Acceptable Praise
by Jack Wald | March 24th, 2013

Luke 11:27-28

When I was young my sisters and I decided to serve my parents breakfast in bed. We got up early and worked really hard. We fried eggs and bacon, made toast, put orange juice in glasses, put a little bit of jam in a cupcake holder and butter in another, got some flowers out in the lawn and put them in a vase and made some coffee. All this was put on two trays and brought upstairs to my parents. We woke them up, gave them the trays, and then stood there with our beaming faces watching them eat.

Let me pick up the story from my father’s perspective. He said he was woken up, feeling tired, and looked down at the trays. The eggs were overcooked, cold and greasy. The bacon was also overcooked. The toast was cold. The only thing that looked like he could manage was the coffee.
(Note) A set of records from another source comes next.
PR #92, opened 2019-06-02
Give users the option to set a passphrase

kaloudis:


decentropy:
This is implemented?

How does it work... I cant find any lock or password options.

Issue #118, opened 2019-07-26
Support LNURL withdraws


fiatjaf:
![demo](https://user-images.githubusercontent.com/1653275/61960649-3d512d80-af9c-11e9-97d4-b0ba00d3043d.gif)

https://github.com/btcontract/lnurl-rfc/blob/master/spec.md#3-withdrawing-funds-from-a-service

It's specially useful in these days post 0-sat invoice exploit.

It requires only that when a QR code starting with `lnurl` is found you 
1. decode it to get an `https://...` URL;
2. `GET` that URL;
3. Use the response parameters to show an invoice prompt to the user like https://lightning-wallet.com/ does -- or just use the defaults and make the invoice automatically without user interaction as t.me/lntxbot does;
4. Send the invoice back to the URL given also as a parameters.

That will generally trigger the service to pay the invoice automatically.

ZeusLN:
Added in v0.2.0 by @fiatjaf

PR #119, opened 2019-07-27
Add support for LNURL withdraws

fiatjaf:
See #118.

---

This pull request

* Adds a new scanning match for `AddressQRScanner`, `lnurl...` strings.
* When found, shows the `Receive` view prefilled with values taken from the URL (decoded as bech32).
* After confirmation by the user, the invoice is generated as normal, but automatically sent to the callback URL provided by the first lnurl call -- so the third-party service can proceed to pay the invoice.

---

Now I'm hitting a ton of bugs when trying to build it locally so I'm not sure it works. I'll wait for feedback before trying to build it locally again.

### DIFF
--- a/utils/AddressUtils.ts
+++ b/utils/AddressUtils.ts
@@ -2,6 +2,7 @@ const btcNonBech = /^[13][a-km-zA-HJ-NP-Z1-9]{25,34}$/;
 const btcBech = /^(bc1|[13])[a-zA-HJ-NP-Z0-9]{25,39}$/;
 
 const lnInvoice = /^(lnbcrt|lntb|lnbc|LNBCRT|LNTB|LNBC)([0-9]{1,}[a-zA-Z0-9]+){1}$/;
+const lnUrl = /^(lnurl|LNURL)([0-9]{1,}[a-zA-Z0-9]+){1}$/;
 
 /* testnet */
 const btcNonBechTestnet = /^[2][a-km-zA-HJ-NP-Z1-9]{25,34}$/;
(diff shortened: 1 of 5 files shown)


fiatjaf:
I've finally manage to compile my branch. It seems to work on the surface, however the QR code scanner can't read anything, not even normal Lightning invoices (why that may be?), so I was unable to test the actual lnurl-withdraw functionality.

kaloudis:
This looks good. Let's return to it once we get in the the better QR support for Android. About to leave a comment on that PR.

utils/AddressUtils.ts
```diff
@@ -2,6 +2,7 @@ const btcNonBech = /^[13][a-km-zA-HJ-NP-Z1-9]{25,34}$/;
 const btcBech = /^(bc1|[13])[a-zA-HJ-NP-Z0-9]{25,39}$/;
 
 const lnInvoice = /^(lnbcrt|lntb|lnbc|LNBCRT|LNTB|LNBC)([0-9]{1,}[a-zA-Z0-9]+){1}$/;
+const lnUrl = /^(lnurl|LNURL)([0-9]{1,}[a-zA-Z0-9]+){1}$/;
```
kaloudis: can we add some tests for this in `AddressUtils.test.ts`?

fiatjaf: ok. will do it.

fiatjaf:
This PR needs a refactor as I want to implement lnurl-withdraw in a way that leaves room open for lnurl-pay later.

Maybe create an lnurl library with the basic types, decoders and calls and import it here (I'm thinking it could be also used in BlueWallet and Joule later).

As we were making the coffee I remember my sister asking how many spoons of instant coffee to put in the cup. I said, “He likes it strong,” so we put in four or five spoons.

My dad picked up the coffee and sipped it. He said that if you had put a spoon in the middle it would have stayed there. He smiled and said everything was wonderful and played with the food but he couldn’t wait for us to leave so he could flush everything down the toilet and tell us it was a delicious breakfast.

We made a great effort and while that was appreciated, what we brought was not quite delicious.

I believe God was pleased with our worship this morning. We sang with our hearts and it was great for me as well. But I don’t want to offer God praise that is merely good. I want our praise to be the best that can be offered. I want God to be delighted with our praise and so I ask myself what it is we can do that will make our praise more delightful to God.

As we read through the Bible we discover that God is fussy about praise and he does not accept all the praise that is offered to him. I talked about this in the RICEmail a couple weeks ago.

Proverbs 15:8 tells us
The Lord detests the sacrifice of the wicked,
but the prayer of the upright pleases him.

The praise God desires obviously has a lot to do with what is in our hearts. When King David repented after committing adultery and murder, he wrote Psalm 51. (Psalm 51:15–17)
O Lord, open my lips,
and my mouth will declare your praise.
16 You do not delight in sacrifice, or I would bring it;
you do not take pleasure in burnt offerings.
17 The sacrifices of God are a broken spirit;
a broken and contrite heart,
O God, you will not despise.

God was upset with Israel for their worship of false gods and spoke through the prophet Isaiah (Isaiah 1:11–17)
“The multitude of your sacrifices—
what are they to me?” says the Lord.
“I have more than enough of burnt offerings,
of rams and the fat of fattened animals;
I have no pleasure
in the blood of bulls and lambs and goats.
12 When you come to appear before me,
who has asked this of you,
this trampling of my courts?
13 Stop bringing meaningless offerings!

They have become a burden to me;
I am weary of bearing them.
15 When you spread out your hands in prayer,
I will hide my eyes from you;
even if you offer many prayers,
I will not listen.
Your hands are full of blood;
16 wash and make yourselves clean.
Take your evil deeds
out of my sight!
Stop doing wrong,
17 learn to do right!
Seek justice,
encourage the oppressed.
Defend the cause of the fatherless,
plead the case of the widow.

In order for our praise to be accepted by God, there needs to be a foundation of obedience in our lives.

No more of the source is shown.